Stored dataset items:
__________________________________________________
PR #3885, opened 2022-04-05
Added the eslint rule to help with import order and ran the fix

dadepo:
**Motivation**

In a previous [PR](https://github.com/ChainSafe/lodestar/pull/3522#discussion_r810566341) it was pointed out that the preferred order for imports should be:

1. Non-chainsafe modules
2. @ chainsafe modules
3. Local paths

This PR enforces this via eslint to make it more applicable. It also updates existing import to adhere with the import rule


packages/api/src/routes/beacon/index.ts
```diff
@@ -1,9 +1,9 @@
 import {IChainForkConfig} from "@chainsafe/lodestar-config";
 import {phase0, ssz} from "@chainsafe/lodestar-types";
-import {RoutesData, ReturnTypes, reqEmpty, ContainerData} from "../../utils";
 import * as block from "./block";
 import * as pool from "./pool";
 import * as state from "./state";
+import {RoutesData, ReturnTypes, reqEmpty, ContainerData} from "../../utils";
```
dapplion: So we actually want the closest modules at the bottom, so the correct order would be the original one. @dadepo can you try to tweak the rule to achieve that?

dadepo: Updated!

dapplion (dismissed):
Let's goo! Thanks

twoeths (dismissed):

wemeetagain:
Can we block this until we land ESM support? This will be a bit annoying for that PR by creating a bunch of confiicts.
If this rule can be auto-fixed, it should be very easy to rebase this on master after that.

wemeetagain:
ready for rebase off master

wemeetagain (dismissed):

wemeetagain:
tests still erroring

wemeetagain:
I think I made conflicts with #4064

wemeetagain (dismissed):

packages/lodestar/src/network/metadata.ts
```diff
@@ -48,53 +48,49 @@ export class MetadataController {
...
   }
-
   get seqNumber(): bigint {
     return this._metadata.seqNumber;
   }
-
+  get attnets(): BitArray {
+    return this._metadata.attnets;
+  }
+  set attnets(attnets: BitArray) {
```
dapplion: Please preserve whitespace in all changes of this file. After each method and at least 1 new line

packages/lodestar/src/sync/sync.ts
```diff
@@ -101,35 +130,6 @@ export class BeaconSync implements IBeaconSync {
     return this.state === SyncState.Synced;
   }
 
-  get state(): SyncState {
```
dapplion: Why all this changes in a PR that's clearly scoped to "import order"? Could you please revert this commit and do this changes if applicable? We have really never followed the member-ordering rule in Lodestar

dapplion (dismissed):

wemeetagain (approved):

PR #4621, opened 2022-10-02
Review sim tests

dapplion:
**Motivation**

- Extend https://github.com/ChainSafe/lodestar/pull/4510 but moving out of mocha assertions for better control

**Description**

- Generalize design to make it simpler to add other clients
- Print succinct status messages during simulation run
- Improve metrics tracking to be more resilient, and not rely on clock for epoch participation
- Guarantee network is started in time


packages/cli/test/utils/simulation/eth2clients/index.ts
__________________________________________________
Task to complete:
Each line of the data in which the string "https" appears needs to be copied.

Solution to this problem:
In a previous [PR](https://github.com/ChainSafe/lodestar/pull/3522#discussion_r810566341) it was pointed out that the preferred order for imports should be:
- Extend https://github.com/ChainSafe/lodestar/pull/4510 but moving out of mocha assertions for better control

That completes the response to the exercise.